--- DATASET CONTENT Enclosed Below ---

PR #164, opened 2017-07-25
Exposing 'helptypes' of an entry

### LINKED ISSUE #163: 'helptypes' of an entry not being exposed
It seems like `helptypes` (`help_types`?) associated with an entry is not being exposed yet https://network-pulse-api-staging.herokuapp.com/entries/

mmmavis:
Fixes #163


mmmavis:
@Pomax for consistency I think we should lowercase one the the help type options "Take Action"(change it to "Take action"). How do I do that?

Pomax:
@mmmavis we can use CSS `text-transform: capitalize` for that.

mmmavis:
@Pomax oh yet it's just https://github.com/mozilla/network-pulse-api/blob/master/pulseapi/helptypes/migrations/0001_initial.py#L48 seems to be the only one that has 2 caps in the string. I wasn't sure if we would wanna fix it or not.

mmmavis:
🎉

--- End of Enclosed DATASET CONTENT ---

WHAT IS REQUIRED: From the listing above, copy every line that holds the string "entry".

RESPONSE:
Exposing 'helptypes' of an entry
### LINKED ISSUE #163: 'helptypes' of an entry not being exposed
It seems like `helptypes` (`help_types`?) associated with an entry is not being exposed yet https://network-pulse-api-staging.herokuapp.com/entries/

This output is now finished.